Projekt zakłada poszanowanie dla historii, kultury i środowiska naturalnego (...). To, co robimy, to ochrona praw większości i zachowanie piękna Stambułu - oświadczył Erdogan, który kończy wizytę w Tunezji.
Powiedział, że w antyrządowych manifestacjach w Turcji, które trwają od ubiegłego piątku, brali udział członkowie organizacji terrorystycznych. Wśród protestujących są ekstremiści, niektórzy z nich zaangażowani są w terroryzm (...); zwolennicy organizacji terrorystycznej byli obecni na placu Taksim - mówił. Przywołał w tym kontekście zamach na ambasadę USA w Ankarze w lutym br., do którego przyznało się ultralewicowe ugrupowanie.
Jeśli organizowane jest spotkanie, gdzie dochodzi do podpaleń i zniszczeń, nie pozwolimy na to. Jesteśmy przeciwni dominacji większości nad mniejszością i nie możemy tolerować zjawiska odwrotnego - powiedział Erdogan po spotkaniu z tunezyjskim premierem.
Premier Turcji poinformował, że w związku z ostatnimi zajściami w jego kraju zatrzymano siedmiu obcokrajowców; nie podał jednak ich narodowości. Wykluczył też, że chodzi o dyplomatów. Sześciu z nich składało wyjaśnienia w prokuraturze, a jeden został aresztowany.
Według tureckich i międzynarodowych organizacji praw człowieka w demonstracjach w Stambule, Ankarze i Izmirze zginęły dwie osoby, a ponad 2800 zostało rannych.
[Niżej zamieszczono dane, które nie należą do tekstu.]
PR #16, opened 2019-09-15
Add performance-test for UserInterface::build with Criterion

TGotwig:
Relates #7
Runnable by `cargo bench`


TGotwig:
No problem, probably can look at the weekend or so 😊

erlend-sh:
Could this be merged as-is for a start?

hecrj:
@erlend-sh I will definitely merge this once we start working on benchmarks.

For now, the API is currently changing and we don't want to maintain an empty benchmark.

TGotwig:
Oh the API has changed a lot already 🙀
I'll close this and maybe give it another try after this month or so 🐱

Liczb tych nie potwierdzają źródła oficjalne, twierdząc, że rannych zostało "ponad 330 osób, głównie policjantów".
Demonstracje początkowo odbywały się pod hasłem sprzeciwu wobec planów przebudowy placu w Stambule i postawienia tam meczetu, ale szybko nabrały antyrządowego charakteru. Ich uczestnicy zarzucają Erdoganowi i jego islamsko-konserwatywnej Partii Sprawiedliwości i Rozwoju (AKP) m.in. zapędy autorytarne i próbę islamizacji kraju.